------ ENTRIES SHOWN ------

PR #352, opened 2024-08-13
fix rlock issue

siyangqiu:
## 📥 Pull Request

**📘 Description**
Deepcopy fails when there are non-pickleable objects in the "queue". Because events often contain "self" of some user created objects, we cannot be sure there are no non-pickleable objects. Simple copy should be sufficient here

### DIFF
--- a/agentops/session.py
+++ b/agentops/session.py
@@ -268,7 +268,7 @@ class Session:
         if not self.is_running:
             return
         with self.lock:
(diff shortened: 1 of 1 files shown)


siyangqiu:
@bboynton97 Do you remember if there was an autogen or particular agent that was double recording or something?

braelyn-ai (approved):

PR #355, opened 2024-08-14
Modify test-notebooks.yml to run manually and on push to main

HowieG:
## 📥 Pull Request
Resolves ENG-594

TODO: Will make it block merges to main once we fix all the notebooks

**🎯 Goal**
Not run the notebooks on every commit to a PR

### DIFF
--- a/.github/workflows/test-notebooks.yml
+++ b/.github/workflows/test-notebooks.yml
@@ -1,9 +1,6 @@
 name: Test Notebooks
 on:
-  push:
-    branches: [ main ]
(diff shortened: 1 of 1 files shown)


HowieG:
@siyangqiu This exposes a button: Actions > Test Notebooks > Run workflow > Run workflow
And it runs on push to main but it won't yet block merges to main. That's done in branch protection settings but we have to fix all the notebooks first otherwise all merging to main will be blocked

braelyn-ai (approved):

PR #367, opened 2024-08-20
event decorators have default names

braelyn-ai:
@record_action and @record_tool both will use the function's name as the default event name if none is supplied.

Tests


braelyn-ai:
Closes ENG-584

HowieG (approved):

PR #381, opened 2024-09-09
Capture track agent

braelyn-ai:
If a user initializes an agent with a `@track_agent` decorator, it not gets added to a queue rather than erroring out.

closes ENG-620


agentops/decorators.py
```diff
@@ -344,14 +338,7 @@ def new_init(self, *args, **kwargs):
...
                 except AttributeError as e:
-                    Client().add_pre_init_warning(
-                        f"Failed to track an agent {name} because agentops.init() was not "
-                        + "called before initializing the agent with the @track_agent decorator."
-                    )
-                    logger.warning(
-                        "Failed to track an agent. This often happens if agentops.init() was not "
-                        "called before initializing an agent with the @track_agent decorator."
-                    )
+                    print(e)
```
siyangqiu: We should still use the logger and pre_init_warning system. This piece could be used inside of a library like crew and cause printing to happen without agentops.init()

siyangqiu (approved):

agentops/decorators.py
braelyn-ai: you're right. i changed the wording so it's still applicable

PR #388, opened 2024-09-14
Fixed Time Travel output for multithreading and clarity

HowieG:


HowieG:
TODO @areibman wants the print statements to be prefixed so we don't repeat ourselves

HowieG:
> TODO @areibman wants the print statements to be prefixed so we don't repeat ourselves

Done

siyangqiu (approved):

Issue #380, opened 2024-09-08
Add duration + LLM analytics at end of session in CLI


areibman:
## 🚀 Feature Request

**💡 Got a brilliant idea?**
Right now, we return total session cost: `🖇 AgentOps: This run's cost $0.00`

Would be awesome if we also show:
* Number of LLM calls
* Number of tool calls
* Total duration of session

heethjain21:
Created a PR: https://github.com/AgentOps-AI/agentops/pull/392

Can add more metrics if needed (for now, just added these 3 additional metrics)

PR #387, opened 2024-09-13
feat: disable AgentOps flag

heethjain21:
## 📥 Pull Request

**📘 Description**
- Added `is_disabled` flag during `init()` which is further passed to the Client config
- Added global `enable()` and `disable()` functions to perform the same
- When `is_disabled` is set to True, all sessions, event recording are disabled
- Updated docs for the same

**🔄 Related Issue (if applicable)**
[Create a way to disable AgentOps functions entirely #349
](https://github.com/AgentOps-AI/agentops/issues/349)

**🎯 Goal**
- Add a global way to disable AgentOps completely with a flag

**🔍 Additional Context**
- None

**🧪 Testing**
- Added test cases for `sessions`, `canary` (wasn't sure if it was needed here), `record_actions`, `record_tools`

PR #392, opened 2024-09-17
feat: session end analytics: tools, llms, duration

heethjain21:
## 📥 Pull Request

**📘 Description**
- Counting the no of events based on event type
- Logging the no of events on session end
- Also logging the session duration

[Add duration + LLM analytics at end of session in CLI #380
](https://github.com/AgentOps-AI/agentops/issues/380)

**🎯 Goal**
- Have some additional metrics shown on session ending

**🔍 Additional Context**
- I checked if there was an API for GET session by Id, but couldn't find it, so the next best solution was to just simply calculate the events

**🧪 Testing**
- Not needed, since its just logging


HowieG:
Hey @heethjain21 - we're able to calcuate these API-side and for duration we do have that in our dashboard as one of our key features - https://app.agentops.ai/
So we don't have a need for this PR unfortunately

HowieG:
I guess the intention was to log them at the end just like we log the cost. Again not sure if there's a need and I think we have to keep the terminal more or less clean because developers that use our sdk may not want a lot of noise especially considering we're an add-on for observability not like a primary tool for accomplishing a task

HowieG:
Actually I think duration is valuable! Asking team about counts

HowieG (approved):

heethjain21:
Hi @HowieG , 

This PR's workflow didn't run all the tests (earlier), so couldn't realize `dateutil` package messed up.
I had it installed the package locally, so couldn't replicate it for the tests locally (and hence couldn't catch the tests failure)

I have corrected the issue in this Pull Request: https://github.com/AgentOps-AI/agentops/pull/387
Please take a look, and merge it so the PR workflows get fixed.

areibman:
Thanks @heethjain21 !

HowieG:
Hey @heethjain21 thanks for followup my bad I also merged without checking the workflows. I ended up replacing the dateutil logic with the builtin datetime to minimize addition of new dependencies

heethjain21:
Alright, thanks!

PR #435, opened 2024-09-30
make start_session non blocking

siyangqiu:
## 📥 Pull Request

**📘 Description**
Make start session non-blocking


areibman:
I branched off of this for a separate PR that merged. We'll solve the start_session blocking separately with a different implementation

------

[WHAT IS REQUIRED]
Copy out all of the records shown above exactly.

[REPLY]
PR #352, opened 2024-08-13
fix rlock issue

siyangqiu:
## 📥 Pull Request

**📘 Description**
Deepcopy fails when there are non-pickleable objects in the "queue". Because events often contain "self" of some user created objects, we cannot be sure there are no non-pickleable objects. Simple copy should be sufficient here

### DIFF
--- a/agentops/session.py
+++ b/agentops/session.py
@@ -268,7 +268,7 @@ class Session:
         if not self.is_running:
             return
         with self.lock:
(diff shortened: 1 of 1 files shown)


siyangqiu:
@bboynton97 Do you remember if there was an autogen or particular agent that was double recording or something?

braelyn-ai (approved):

PR #355, opened 2024-08-14
Modify test-notebooks.yml to run manually and on push to main

HowieG:
## 📥 Pull Request
Resolves ENG-594

TODO: Will make it block merges to main once we fix all the notebooks

**🎯 Goal**
Not run the notebooks on every commit to a PR

### DIFF
--- a/.github/workflows/test-notebooks.yml
+++ b/.github/workflows/test-notebooks.yml
@@ -1,9 +1,6 @@
 name: Test Notebooks
 on:
-  push:
-    branches: [ main ]
(diff shortened: 1 of 1 files shown)


HowieG:
@siyangqiu This exposes a button: Actions > Test Notebooks > Run workflow > Run workflow
And it runs on push to main but it won't yet block merges to main. That's done in branch protection settings but we have to fix all the notebooks first otherwise all merging to main will be blocked

braelyn-ai (approved):

PR #367, opened 2024-08-20
event decorators have default names

braelyn-ai:
@record_action and @record_tool both will use the function's name as the default event name if none is supplied.

Tests


braelyn-ai:
Closes ENG-584

HowieG (approved):

PR #381, opened 2024-09-09
Capture track agent

braelyn-ai:
If a user initializes an agent with a `@track_agent` decorator, it not gets added to a queue rather than erroring out.

closes ENG-620


agentops/decorators.py
```diff
@@ -344,14 +338,7 @@ def new_init(self, *args, **kwargs):
...
                 except AttributeError as e:
-                    Client().add_pre_init_warning(
-                        f"Failed to track an agent {name} because agentops.init() was not "
-                        + "called before initializing the agent with the @track_agent decorator."
-                    )
-                    logger.warning(
-                        "Failed to track an agent. This often happens if agentops.init() was not "
-                        "called before initializing an agent with the @track_agent decorator."
-                    )
+                    print(e)
```
siyangqiu: We should still use the logger and pre_init_warning system. This piece could be used inside of a library like crew and cause printing to happen without agentops.init()

siyangqiu (approved):

agentops/decorators.py
braelyn-ai: you're right. i changed the wording so it's still applicable

PR #388, opened 2024-09-14
Fixed Time Travel output for multithreading and clarity

HowieG:


HowieG:
TODO @areibman wants the print statements to be prefixed so we don't repeat ourselves

HowieG:
> TODO @areibman wants the print statements to be prefixed so we don't repeat ourselves

Done

siyangqiu (approved):

Issue #380, opened 2024-09-08
Add duration + LLM analytics at end of session in CLI


areibman:
## 🚀 Feature Request

**💡 Got a brilliant idea?**
Right now, we return total session cost: `🖇 AgentOps: This run's cost $0.00`

Would be awesome if we also show:
* Number of LLM calls
* Number of tool calls
* Total duration of session

heethjain21:
Created a PR: https://github.com/AgentOps-AI/agentops/pull/392

Can add more metrics if needed (for now, just added these 3 additional metrics)

PR #387, opened 2024-09-13
feat: disable AgentOps flag

heethjain21:
## 📥 Pull Request

**📘 Description**
- Added `is_disabled` flag during `init()` which is further passed to the Client config
- Added global `enable()` and `disable()` functions to perform the same
- When `is_disabled` is set to True, all sessions, event recording are disabled
- Updated docs for the same

**🔄 Related Issue (if applicable)**
[Create a way to disable AgentOps functions entirely #349
](https://github.com/AgentOps-AI/agentops/issues/349)

**🎯 Goal**
- Add a global way to disable AgentOps completely with a flag

**🔍 Additional Context**
- None

**🧪 Testing**
- Added test cases for `sessions`, `canary` (wasn't sure if it was needed here), `record_actions`, `record_tools`

PR #392, opened 2024-09-17
feat: session end analytics: tools, llms, duration

heethjain21:
## 📥 Pull Request

**📘 Description**
- Counting the no of events based on event type
- Logging the no of events on session end
- Also logging the session duration

[Add duration + LLM analytics at end of session in CLI #380
](https://github.com/AgentOps-AI/agentops/issues/380)

**🎯 Goal**
- Have some additional metrics shown on session ending

**🔍 Additional Context**
- I checked if there was an API for GET session by Id, but couldn't find it, so the next best solution was to just simply calculate the events

**🧪 Testing**
- Not needed, since its just logging


HowieG:
Hey @heethjain21 - we're able to calcuate these API-side and for duration we do have that in our dashboard as one of our key features - https://app.agentops.ai/
So we don't have a need for this PR unfortunately

HowieG:
I guess the intention was to log them at the end just like we log the cost. Again not sure if there's a need and I think we have to keep the terminal more or less clean because developers that use our sdk may not want a lot of noise especially considering we're an add-on for observability not like a primary tool for accomplishing a task

HowieG:
Actually I think duration is valuable! Asking team about counts

HowieG (approved):

heethjain21:
Hi @HowieG , 

This PR's workflow didn't run all the tests (earlier), so couldn't realize `dateutil` package messed up.
I had it installed the package locally, so couldn't replicate it for the tests locally (and hence couldn't catch the tests failure)

I have corrected the issue in this Pull Request: https://github.com/AgentOps-AI/agentops/pull/387
Please take a look, and merge it so the PR workflows get fixed.

areibman:
Thanks @heethjain21 !

HowieG:
Hey @heethjain21 thanks for followup my bad I also merged without checking the workflows. I ended up replacing the dateutil logic with the builtin datetime to minimize addition of new dependencies

heethjain21:
Alright, thanks!

PR #435, opened 2024-09-30
make start_session non blocking

siyangqiu:
## 📥 Pull Request

**📘 Description**
Make start session non-blocking


areibman:
I branched off of this for a separate PR that merged. We'll solve the start_session blocking separately with a different implementation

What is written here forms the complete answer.